I'm not sure exactly what the acceleration rate of any of the ships in Star Trek would be, however considering they maneuver like they're in air, they must pull some serious g-forces.

Just the energy to pull everybody on the ship down to the decks with 1g must be astounding, the amount to literally produce a g-force so extreme that it actually negates any sensation of acceleration or deceleration to what must amount to thousands to millions of g's would probably be the most energy consuming device on the ship, next to the warp-drives and nav-deflector.

Granted, Star Trek has talked about mass-reduction devices which would negate the extremeness of the G-forces produced, and I doubt if any acceleration produced by the warp-drive would actually be felt by the crew... but still.


CuttingEdge100
 
The scripts sometimes give that impression, but a ship traveling at warp is supposed to be stationary within its warp bubble, while the bubble itself doesn't actually move but changes position relative to outside objects by contracting space in front of it and expanding it behind, and something similar is produced by the driver coils of the impulse engines. When using thrusters only, intertia must be dealt with. Those are basically rockets. Then the interial dampers become power hogs.
 
Even turning the Enterprise-D puts a strain on things: thanks to the long momentum arm of the tall ship, a sedate-looking 180 would pulp everybody in Ten-Forward into a centimeter-thick smear on the forward panoramic windows and make Guinan very, very cross.

But we can safely assume that the gravity control or gravity negation technology of Trek works on some sort of a "cheat" and consumes little or no energy. After all, ships otherwise deprived of power still retain their gravitic control, and primitive 1990s cryosats and sleeper ships can operate their gravitics after centuries of neglect, apparently out of the oomph remaining in their batteries.

Perhaps the IDF systems don't as much "insert" or "remove" energy or momentum as they "redirect" it? The energy or momentum isn't taken out of the ship's reserves, but from somewhere else in the universe, and the ship's machinery merely serves as a low-energy "transistor" or "catalyst" in the process.

Timo Saloniemi
 
LCARS,

From what it was intended the impulse drives were largely nuclear fusion powered rockets, whether impulse engines would use some kind of mass reduction device is simply secondary to the equation.

It does would reduce G-loads though
 
LCARS,

From what it was intended the impulse drives were largely nuclear fusion powered rockets, whether impulse engines would use some kind of mass reduction device is simply secondary to the equation.

It does would reduce G-loads though

That changed in TNG. Rick Sternbach said that when they realized Newtonian drives wouldn't provide the required speeds, impulse became a field effect system much like warp drive.
 
I always thought it would make more sense to stack the decks vertically in a starship, rather like a skyscraper with the engines at the bottom and the nose at the top. That way you don't need both an IDF and arificial gravity struggling to pull people in two different directions.

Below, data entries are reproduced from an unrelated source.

PR #791, opened 2020-11-01
JVM implementation of Filesystem

swankjesse:


okio-files/src/commonMain/kotlin/okio/Filesystem.kt
```diff
@@ -22,4 +22,12 @@ abstract class Filesystem {
    * are resolved against when using this filesystem.
    */
   abstract val cwd: Path
+
+  companion object {
+    /**
+     * The current process's host filesystem. Use this instance directly, or dependency inject a
+     * [Filesystem] to make code testable.
+     */
+    val SYSTEM: Filesystem = PLATFORM_FILESYSTEM
```
Egorand, line 31: Not a huge fan of `Filesystem.SYSTEM` at a potential call site (feels repetitive), but can't think of a really good alternative. Referencing the platform specific file system through just `Filesystem` would be nice, but not sure how to achieve it. I wanna look into the coroutines lib for inspiration on modeling platform-specific singletons (e.g. `Dispatchers.Main`) and come back with better suggestions!

okio-files/src/commonMain/kotlin/okio/Platform.kt
```diff
@@ -0,0 +1,18 @@
...
+ *
+ * Unless required by applicable law or agreed to in writing, software
+ * distributed under the License is distributed on an "AS IS" BASIS,
+ * WITHOUT WARRANTIES OR CONDITIONS OF ANY KIND, either express or implied.
+ * See the License for the specific language governing permissions and
+ * limitations under the License.
+ */
+package okio
+
+internal expect val PLATFORM_FILESYSTEM: Filesystem
```
Egorand, line 18: Hm, I wonder if `public expect val Filesystem: Filesystem` will compile?

okio-files/src/jvmMain/kotlin/okio/JvmSystemFilesystem.kt
```diff
@@ -0,0 +1,26 @@
...
+ * limitations under the License.
+ */
+package okio
+
+import okio.Path.Companion.toPath
+
+object JvmSystemFilesystem : Filesystem() {
+  override val cwd: Path
+    get() {
+      val userDir = System.getProperty("user.dir") ?: error("user.dir system property missing?!")
```
Egorand, line 23: [Coding conventions](https://kotlinlang.org/docs/reference/coding-conventions.html#functions-vs-properties) state that:

- Properties shouldn't throw
- Properties should be expected to return the same result if the object state hasn't changed

okio-files/src/commonMain/kotlin/okio/Filesystem.kt
JakeWharton: You're supposed to call through the abstraction. Referencing an implementation at a callsite is supposed to look bad because it's an anti-pattern.

Egorand: Makes sense

okio-files/src/jvmMain/kotlin/okio/JvmSystemFilesystem.kt
swankjesse: The throwing case is extremely unlikely;  it only happens if the System properties are edited to remove this built-in property. But I wanted it to crash with a nice message rather than an NullPointerException in that rare case.

swankjesse: As for the changing value, again it's unlikely to change. But if it does it’s because something in the same process changed it. Think of this property as having a `private set` that manipulate it.

okio-files/src/commonMain/kotlin/okio/Filesystem.kt
swankjesse: I'm pattern matching `Dns.SYSTEM` from OkHttp which seemed like a good name for something provided by the OS.

JakeWharton: Also TimeSouce.SYSTEM from kotlinx.datetime!

Egorand: I'm sold!

Egorand (approved):

PR #792, opened 2020-11-01
New API, Path.name

swankjesse:


Egorand (approved):

okio-files/src/commonMain/kotlin/okio/Path.kt
```diff
@@ -67,6 +71,18 @@ class Path private constructor(
...
+  val nameBytes: ByteString
+    get() {
+      val lastSlash = bytes.lastIndexOf(SLASH)
+      return when {
+        lastSlash != -1 -> bytes.substring(lastSlash + 1)
+        else -> bytes
+      }
+    }
+
+  val name: String
```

You could simply vary the gravity between positive and negative on the deck, depending on what was needed to maintain 1G in the interrior regardless of acceleration.
 
However, the major forces would still come from maneuvering; there wouldn't be one preferred thrust axis to fight against, but a full 4pi selection of maneuvering directions.

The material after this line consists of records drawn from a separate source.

PR #793, opened 2020-11-01
Initial native implementation of Filesystem

swankjesse:
I'm working in IntelliJ and it's been happier to track a single
target platform than several. I'll expand this to Linux and iOS
in a follow-up PR.

This satisfies egorand's recommendation of making cwd() a function
rather than a val. Annoyingly the native implementation can fail
in ways far more plausible than the JVM implementation.

### DIFF
--- a/okio-files/src/macosX64Main/kotlin/okio/PosixSystemFilesystem.kt
+++ b/okio-files/src/macosX64Main/kotlin/okio/PosixSystemFilesystem.kt
@@ -1,0 +1,47 @@
+/*
+ * Copyright (C) 2020 Square, Inc.
+ *
+ * Licensed under the Apache License, Version 2.0 (the "License");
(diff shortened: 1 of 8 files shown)


okio-files/src/macosX64Main/kotlin/okio/PosixSystemFilesystem.kt
```diff
@@ -0,0 +1,47 @@
...
+import platform.posix.EACCES
+import platform.posix.ENOENT
+import platform.posix.ENOMEM
+import platform.posix.PATH_MAX
+import platform.posix.errno
+import platform.posix.free
+import platform.posix.getcwd
+
+object PosixSystemFilesystem : Filesystem() {
+  override fun cwd(): Path {
```
Egorand, line 30: This is fun

Egorand (approved):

And artificial gravity only amounts to a piddling one gee anyway. Even sedate linear accelerations at impulse seem to be in the hundred-to-thousand-gee ballpark whenever we get some sort of a yardstick.

Timo Saloniemi
 
However, the major forces would still come from maneuvering; there wouldn't be one preferred thrust axis to fight against, but a full 4pi selection of maneuvering directions.

And artificial gravity only amounts to a piddling one gee anyway. Even sedate linear accelerations at impulse seem to be in the hundred-to-thousand-gee ballpark whenever we get some sort of a yardstick.

Timo Saloniemi
Fair enough. Still, there doesn't seem to be any particularly good reason NOT to stack the decks vertically along the ship's thrust axis, unless warp field dynamics dictate shapes that would make this impractical. I kinda doubt this - we've seen lots of starships shapes, human and alien. They all seem to work just about as well.
 
I always thought it would make more sense to stack the decks vertically in a starship, rather like a skyscraper with the engines at the bottom and the nose at the top. That way you don't need both an IDF and arificial gravity struggling to pull people in two different directions. You could simply vary the gravity between positive and negative on the deck, depending on what was needed to maintain 1G in the interrior regardless of acceleration.

The opening scene of VOY: The Disease demonstrates that the Varo generational ship did have the floors perpendicular to the long axis. The camera did a quarter turn before peeking through a window.
 
I always thought it would make more sense to stack the decks vertically in a starship, rather like a skyscraper with the engines at the bottom and the nose at the top. That way you don't need both an IDF and arificial gravity struggling to pull people in two different directions. You could simply vary the gravity between positive and negative on the deck, depending on what was needed to maintain 1G in the interrior regardless of acceleration.

The opening scene of VOY: The Disease demonstrates that the Varo generational ship did have the floors perpendicular to the long axis. The camera did a quarter turn before peeking through a window.
Must've missed that episode. Cool.
 
buzzknox,

From what I remember nuclear fusion or ion drives both could provide velocities up to 0.5c or 0.8c but the acceleration rates were insufficient to reach that speed in any reasonable amount of time...

Ion drives produce remarkably tiny amount of thrust, it would take months or years to get up to speed -- Nuclear fusion drives produced acceleration rates on par with a modern rocket, maybe a little higher, but still it would take a serious amount of time before you'd be up to 0.5c or 0.25c

A mass reduction device does make some practical sense in terms of improving acceleration rates. I'm not sure though if a warp-like device would actually work.

An alcubierre like drive would move the ship, yes, it would suck it forward, and blow it forward at the same time. However the rear part of the ship would have a force pushing it, if you blasted exhaust in that direction the force of the field pushing back on the engine might not be all that useful.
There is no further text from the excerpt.